Lee Stearns, PhD student, Department of Computer Science
Preeti Bhargava, PhD student, Department of Computer Science
INTRODUCTION AND MOTIVATION
Many of the labs on our campus use motion sensors to conserve power by turning off the lights when there is no one in the room. However, these sensors have a limited detection range and so they can frequently turn off the lights even if there is someone working in the room. The MIND Lab in the A.V. Williams building has one of these sensors, and the students working in the lab sit in cubicles hidden from the sensor. If no one gets up from their desk for twenty minutes, the lights will turn off and someone has to walk up to the sensor to wave at it so that it turns them back on. This is rare during the middle of the day because there are enough people in the lab that someone will usually enter or leave the room before the motion sensor times out. But other times such as nights and weekends, when there are only a couple of people in the room, it can quickly become annoying. Imagine a poor graduate student huddled in one corner of the room at night finishing up an assignment or a paper that is due that very night and the motion sensor turns the lights off to plunge the room into darkness. He or she then has to keep walking back and forth to turn the lights back on every 20 minutes.

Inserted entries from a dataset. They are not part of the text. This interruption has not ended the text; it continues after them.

PR #6925, opened 2022-05-23
confirmation when pressing next turn

### LINKED ISSUE #6880: Feature request: optionally require confirmation for ending your turn
Buttons "Next unit" and "Next turn" are in the same place. On desktop both use `Space` key as shortcut. It is fairly easy to accidentally end your turn when you don't really mean so. 

**Request**: add an option "Require confirmation for ending the turn. By default could be unchecked, so that it behaves as now.

alexban011:
resolves #6880 

Adds an option in settings for getting an YesNoPopup when pressing next turn to avoid accidentally pressing it

By default is off

### DIFF
--- a/core/src/com/unciv/ui/options/GameplayTab.kt
+++ b/core/src/com/unciv/ui/options/GameplayTab.kt
@@ -33,4 +33,5 @@ fun gameplayTab(
         settings.automatedWorkersReplaceImprovements
     ) { settings.automatedWorkersReplaceImprovements = it }
     optionsPopup.addCheckbox(this, "Order trade offers by amount", settings.orderTradeOffersByAmount) { settings.orderTradeOffersByAmount = it }
+    optionsPopup.addCheckbox(this, "Ask for confirmation when pressing next turn", settings.confirmNextTurn) { settings.confirmNextTurn = it }
 }
--- a/core/src/com/unciv/ui/worldscreen/WorldScreen.kt
+++ b/core/src/com/unciv/ui/worldscreen/WorldScreen.kt
@@ -39,6 +39,7 @@ import com.unciv.ui.pickerscreens.*
 import com.unciv.ui.popup.ExitGamePopup
 import com.unciv.ui.popup.Popup
 import com.unciv.ui.popup.ToastPopup
+import com.unciv.ui.popup.YesNoPopup
 import com.unciv.ui.popup.hasOpenPopups
 import com.unciv.ui.saves.LoadGameScreen
 import com.unciv.ui.saves.SaveGameScreen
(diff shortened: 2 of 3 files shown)


core/src/com/unciv/ui/worldscreen/WorldScreen.kt
```diff
@@ -822,8 +823,15 @@ class WorldScreen(val gameInfo: GameInfo, val viewingCiv:CivilizationInfo) : Bas
...
-                    game.settings.addCompletedTutorialTask("Pass a turn")
-                    nextTurn()
+                    if(game.settings.confirmNextTurn) {
+                        YesNoPopup("Confirm next turn", {
+                            game.settings.addCompletedTutorialTask("Pass a turn")
+                            nextTurn()
+                        }, UncivGame.Current.worldScreen).open()
+                    } else {
+                        game.settings.addCompletedTutorialTask("Pass a turn")
+                        nextTurn()
```
JackRainy, line 833: You can move these 2 lines to a separate function (e.g. `nextTurnClicked`) and reuse them, however, that's a minor thing.

JackRainy (approved):

core/src/com/unciv/ui/worldscreen/WorldScreen.kt
alexban011: I was thinking about that but I wasn't sure if its worth it for just 2 lines of code which are only used in this if-else

core/src/com/unciv/ui/worldscreen/WorldScreen.kt
```diff
@@ -822,8 +823,15 @@ class WorldScreen(val gameInfo: GameInfo, val viewingCiv:CivilizationInfo) : Bas
 
             else ->
                 NextTurnAction("${Fonts.turn}{Next turn}", Color.WHITE) {
-                    game.settings.addCompletedTutorialTask("Pass a turn")
-                    nextTurn()
+                    if(game.settings.confirmNextTurn) {
```
SomeTroglodyte, line 826: https://kotlinlang.org/docs/coding-conventions.html#horizontal-whitespace

core/src/com/unciv/ui/worldscreen/WorldScreen.kt
SomeTroglodyte: And `game.settings` could be `UncivGame.Current.settings`... or was that the other way round? Or can a `this` be used somewhere? Maybe this looks tasty:?
```kotlin
                    val action = {
                        game.settings.addCompletedTutorialTask("Pass a turn")
                        nextTurn()
                    }
                    if (setting)
                        YesNoPopup("Confirm", action, this).open()
                    else action()
```

core/src/com/unciv/ui/options/GameplayTab.kt
```diff
@@ -33,4 +33,5 @@ fun gameplayTab(
         settings.automatedWorkersReplaceImprovements
     ) { settings.automatedWorkersReplaceImprovements = it }
     optionsPopup.addCheckbox(this, "Order trade offers by amount", settings.orderTradeOffersByAmount) { settings.orderTradeOffersByAmount = it }
-}
\ No newline at end of file
+    optionsPopup.addCheckbox(this, "Ask for confirmation when pressing next turn", settings.confirmNextTurn) { settings.confirmNextTurn = it }
```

We propose a solution to this problem. Our system detects how many people are in the room by tracking them as they walk in and out, and uses an arm attached to a servo motor to activate the motion sensor and turn the lights back on.
Figure 1 Overview diagram of the system
As shown in Figure 1, the system consists of a Microsoft Kinect and an Arduino Uno with a servo motor connected to it. A cardboard arm is attached to the servo. When people walk in and out of the room, the Kinect tracks them and keeps a count of number of people currently present in the room. Whenever the motion sensor turns the lights off, if the number of people in the room is greater than zero, the system sends a 'move' command to the Arduino which causes it to move the servo, along with the attached arm, in a sweeping motion imitating a hand wave. We track the number of people in the room because we do not want the servo to move when there is no one in the room, since that would defeat the whole purpose of using a motion sensor to conserve power.
HOW IT WORKS
1. TRACKING AND COUNTING PEOPLE
Figure 2 Microsoft Kinect
The Microsoft Kinect (Figure 2) has a standard video camera and an infra-red camera that work together to provide a depth map of the 3D scene. The Kinect has been trained as a learning system to recognize body parts. This can then be used to identify body parts in the incoming data stream using the GPU on a per pixel basis. The classifications are then pooled across pixels to produce hypothetical 3D body joint positions used by a skeletal tracking algorithm. 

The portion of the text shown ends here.